-- The input --

PR #450, opened 2023-12-19
Add additional C++ Example for AM2302-Sensor

hasenradball:
# Add a C++ Example for AM2302-Sensor.

- usage of class instantiation
- based on [AM2302-Sensor Lib](https://github.com/hasenradball/AM2302-Sensor)

### DIFF
--- a/gpio/AM2302_sensor/AM2302-Sensor.cpp
+++ b/gpio/AM2302_sensor/AM2302-Sensor.cpp
@@ -1,0 +1,191 @@
+/*
+*	AM2302-Sensor.cpp
+*
+*	Author: Frank Häfele
+*	Date:	21.11.2023
+*
+*	Object: Measure Sensor Data of AM2302-Sensor
+*
+*/
+#include "AM2302-Sensor.hpp"
+
+/**
+ * @brief Construct a new am2302::am2302 sensor::am2302 sensor object
+ * 
+ * @param pin Pin for AM2302 sensor
+ */
+AM2302::AM2302_Sensor::AM2302_Sensor(uint8_t pin) : _millis_last_read{0}, _pin{pin}
+{}
+
+/**
+ * @brief begin function setup pin and run sensor check.
+ * 
+ * @return true if sensor check is successful.
+ * @return false if sensor check failed.
+ */
+bool AM2302::AM2302_Sensor::begin() {
+   gpio_init(_pin);
+   // required delay() for a secure sensor check,
+   // if you reset the mcu very fast one after another
+   auto tic{time_us_64()};
+   while ( time_us_64() - tic < READ_FREQUENCY * 1000U ) {
+      sleep_ms(1U);
+   }
+   auto status{read()};
+   _millis_last_read = time_us_64();
+   if (status == AM2302_READ_OK) {
+      return true;
+   }
+   else {
+      return false;
+   }
+}
+
+
+int8_t AM2302::AM2302_Sensor::read() {
+   // check read frequency
+   if ( time_us_64() - _millis_last_read < READ_FREQUENCY * 1000U) {
+      return AM2302_ERROR_READ_FREQ;
+   }
+   _millis_last_read = time_us_64();
+   // *****************************
+   //  === send start sequence ===
+   // ****************************
+   // start from HIGH ==> switch to LOW for min. of 1 ms
+   // Set pin to Output
+   gpio_set_dir(_pin, GPIO_OUT);
+   // set Pin to LOW 
+   gpio_put(_pin, 0);
+   // wait min. 1,0 ms
+   sleep_us(1200U);
+   // Set port to HIGH ==> INPUT_PULLUP with PullUp
+   gpio_put(_pin, 1);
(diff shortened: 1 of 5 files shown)


hasenradball:
@lurch Hi,

added in short a cpp example for the AM2302-sensor.
It is possible to add to the pico examples?

lurch:
As I might have mentioned before, I only provide "(hopefully) helpful comments", it's not my decision whether to merge PRs in `pico-sdk` or `pico-examples`. But my first helpful comment would be that you need to target your PR against `develop` instead of `master` :wink:

hasenradball:
@lurch Thanks for the hint.
You are totally right.

:-)

peterharperuk:
How is this different from the DHT22 code you've added? Or are you adding this as an example of how to use C++?

hasenradball:
@peterharperuk 
Hi Peter, the idea was to add this as C++ Example.
I got the info in the morning that cpp in gerneral is possible… using classes and instatiation and all this stuff.
Then I tried it directly.
It makes the main file a little cleaner.
Could be an example how it looks like in cpp style.
One thing is different here.
When call method begin() there is a check if sensor is connected.

And maybee here could also the check placed to distinguish between DHT11 or DHT22.

Best regards
Frank

hasenradball:
@peterharperuk 
One other thing ist also improved.
If you poll the sensor too often which means < 2 s .
Then status is -3 and the read function is not called. 

So code is slightly improved.
please try it.

gpio/AM2302_sensor/AM2302.cpp
```diff
@@ -8,7 +8,7 @@
 #include "pico/stdlib.h"
 #include "AM2302-Sensor.hpp"
 
-const uint LED = 13U;
+const uint LED_PIN = 13U;
```
lurch, line 11: Maybe you'd like to make use of the `PICO_DEFAULT_LED_PIN` define, so that your example doesn't require an external LED? https://github.com/raspberrypi/pico-sdk/blob/master/src/boards/include/boards/pico.h#L33
(see also e.g. https://github.com/raspberrypi/pico-examples/blob/master/blink/blink.c )

hasenradball:
@lurch can you please give a review for this PR.

lurch:
> As I might have mentioned before, I only provide "(hopefully) helpful comments", it's not my decision whether to merge PRs in `pico-sdk` or `pico-examples`.

hasenradball:
@lurch I thought so because you are mentioned as reviewer, sorry for the missunderstanding.

lurch:
I think GitHib just treats _any_ comment on the code as a "review" :facepalm:

hasenradball:
@hasenradball 

Added the following features:
- better human readable error output
- example with sensor array

Added screenshot how example looks: 

20240425_16h59m19s_grim

gpio/AM2302_sensor/AM2302-Sensor.cpp
```diff
@@ -0,0 +1,252 @@
...
+   gpio_init(_pin);
+   gpio_pull_up(_pin);
+   // required delay() for a secure sensor check,
+   // if you reset the mcu very fast one after another
+   auto tic{time_us_64()};
+   while ( time_us_64() - tic < READ_FREQUENCY * 1000U ) {
+      sleep_ms(1U);
+   }
+   auto status{read()};
+   _millis_last_read = time_us_64();
```
lurch, line 36: `time_us_64` returns the time in microseconds https://www.raspberrypi.com/documentation/pico-sdk/hardware.html#ga7bbcd996dbd3dd4adc03a80272fb2fc3 so calling the variable `_millis_last_read` might be confusing to whoever reads this code in future? :wink:

gpio/AM2302_sensor/AM2302-Sensor.cpp
```diff
@@ -0,0 +1,252 @@
+/*
+*	AM2302-Sensor.cpp
+*
+*	Author: Frank Häfele
```
lurch, line 4: Could you add some licensing-information please?

hasenradball: @lurch 
any prefererations?

gpio/AM2302_sensor/AM2302-Sensor.cpp
hasenradball: sure youre right,
I should adapt this
👍

gpio/AM2302_sensor/AM2302-Sensor.cpp
lurch: As you're the author, it's obviously up to you. But if you choose the same licence as all of our other examples, that's probably easiest.

hasenradball: @lurch fixed, hope it is fine.

lurch: For the avoidance of doubt, it's probably best to add the `License-Identifier` to each of the header-blocks in which you've listed yourself as the Author?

-- Required action --
Starting at the first line and ending at the last, retype the entries above.

-- Result below --
PR #450, opened 2023-12-19
Add additional C++ Example for AM2302-Sensor

hasenradball:
# Add a C++ Example for AM2302-Sensor.

- usage of class instantiation
- based on [AM2302-Sensor Lib](https://github.com/hasenradball/AM2302-Sensor)

### DIFF
--- a/gpio/AM2302_sensor/AM2302-Sensor.cpp
+++ b/gpio/AM2302_sensor/AM2302-Sensor.cpp
@@ -1,0 +1,191 @@
+/*
+*	AM2302-Sensor.cpp
+*
+*	Author: Frank Häfele
+*	Date:	21.11.2023
+*
+*	Object: Measure Sensor Data of AM2302-Sensor
+*
+*/
+#include "AM2302-Sensor.hpp"
+
+/**
+ * @brief Construct a new am2302::am2302 sensor::am2302 sensor object
+ * 
+ * @param pin Pin for AM2302 sensor
+ */
+AM2302::AM2302_Sensor::AM2302_Sensor(uint8_t pin) : _millis_last_read{0}, _pin{pin}
+{}
+
+/**
+ * @brief begin function setup pin and run sensor check.
+ * 
+ * @return true if sensor check is successful.
+ * @return false if sensor check failed.
+ */
+bool AM2302::AM2302_Sensor::begin() {
+   gpio_init(_pin);
+   // required delay() for a secure sensor check,
+   // if you reset the mcu very fast one after another
+   auto tic{time_us_64()};
+   while ( time_us_64() - tic < READ_FREQUENCY * 1000U ) {
+      sleep_ms(1U);
+   }
+   auto status{read()};
+   _millis_last_read = time_us_64();
+   if (status == AM2302_READ_OK) {
+      return true;
+   }
+   else {
+      return false;
+   }
+}
+
+
+int8_t AM2302::AM2302_Sensor::read() {
+   // check read frequency
+   if ( time_us_64() - _millis_last_read < READ_FREQUENCY * 1000U) {
+      return AM2302_ERROR_READ_FREQ;
+   }
+   _millis_last_read = time_us_64();
+   // *****************************
+   //  === send start sequence ===
+   // ****************************
+   // start from HIGH ==> switch to LOW for min. of 1 ms
+   // Set pin to Output
+   gpio_set_dir(_pin, GPIO_OUT);
+   // set Pin to LOW 
+   gpio_put(_pin, 0);
+   // wait min. 1,0 ms
+   sleep_us(1200U);
+   // Set port to HIGH ==> INPUT_PULLUP with PullUp
+   gpio_put(_pin, 1);
(diff shortened: 1 of 5 files shown)


hasenradball:
@lurch Hi,

added in short a cpp example for the AM2302-sensor.
It is possible to add to the pico examples?

lurch:
As I might have mentioned before, I only provide "(hopefully) helpful comments", it's not my decision whether to merge PRs in `pico-sdk` or `pico-examples`. But my first helpful comment would be that you need to target your PR against `develop` instead of `master` :wink:

hasenradball:
@lurch Thanks for the hint.
You are totally right.

:-)

peterharperuk:
How is this different from the DHT22 code you've added? Or are you adding this as an example of how to use C++?

hasenradball:
@peterharperuk 
Hi Peter, the idea was to add this as C++ Example.
I got the info in the morning that cpp in gerneral is possible… using classes and instatiation and all this stuff.
Then I tried it directly.
It makes the main file a little cleaner.
Could be an example how it looks like in cpp style.
One thing is different here.
When call method begin() there is a check if sensor is connected.

And maybee here could also the check placed to distinguish between DHT11 or DHT22.

Best regards
Frank

hasenradball:
@peterharperuk 
One other thing ist also improved.
If you poll the sensor too often which means < 2 s .
Then status is -3 and the read function is not called. 

So code is slightly improved.
please try it.

gpio/AM2302_sensor/AM2302.cpp
```diff
@@ -8,7 +8,7 @@
 #include "pico/stdlib.h"
 #include "AM2302-Sensor.hpp"
 
-const uint LED = 13U;
+const uint LED_PIN = 13U;
```
lurch, line 11: Maybe you'd like to make use of the `PICO_DEFAULT_LED_PIN` define, so that your example doesn't require an external LED? https://github.com/raspberrypi/pico-sdk/blob/master/src/boards/include/boards/pico.h#L33
(see also e.g. https://github.com/raspberrypi/pico-examples/blob/master/blink/blink.c )

hasenradball:
@lurch can you please give a review for this PR.

lurch:
> As I might have mentioned before, I only provide "(hopefully) helpful comments", it's not my decision whether to merge PRs in `pico-sdk` or `pico-examples`.

hasenradball:
@lurch I thought so because you are mentioned as reviewer, sorry for the missunderstanding.

lurch:
I think GitHib just treats _any_ comment on the code as a "review" :facepalm:

hasenradball:
@hasenradball 

Added the following features:
- better human readable error output
- example with sensor array

Added screenshot how example looks: 

20240425_16h59m19s_grim

gpio/AM2302_sensor/AM2302-Sensor.cpp
```diff
@@ -0,0 +1,252 @@
...
+   gpio_init(_pin);
+   gpio_pull_up(_pin);
+   // required delay() for a secure sensor check,
+   // if you reset the mcu very fast one after another
+   auto tic{time_us_64()};
+   while ( time_us_64() - tic < READ_FREQUENCY * 1000U ) {
+      sleep_ms(1U);
+   }
+   auto status{read()};
+   _millis_last_read = time_us_64();
```
lurch, line 36: `time_us_64` returns the time in microseconds https://www.raspberrypi.com/documentation/pico-sdk/hardware.html#ga7bbcd996dbd3dd4adc03a80272fb2fc3 so calling the variable `_millis_last_read` might be confusing to whoever reads this code in future? :wink:

gpio/AM2302_sensor/AM2302-Sensor.cpp
```diff
@@ -0,0 +1,252 @@
+/*
+*	AM2302-Sensor.cpp
+*
+*	Author: Frank Häfele
```
lurch, line 4: Could you add some licensing-information please?

hasenradball: @lurch 
any prefererations?

gpio/AM2302_sensor/AM2302-Sensor.cpp
hasenradball: sure youre right,
I should adapt this
👍

gpio/AM2302_sensor/AM2302-Sensor.cpp
lurch: As you're the author, it's obviously up to you. But if you choose the same licence as all of our other examples, that's probably easiest.

hasenradball: @lurch fixed, hope it is fine.

lurch: For the avoidance of doubt, it's probably best to add the `License-Identifier` to each of the header-blocks in which you've listed yourself as the Author?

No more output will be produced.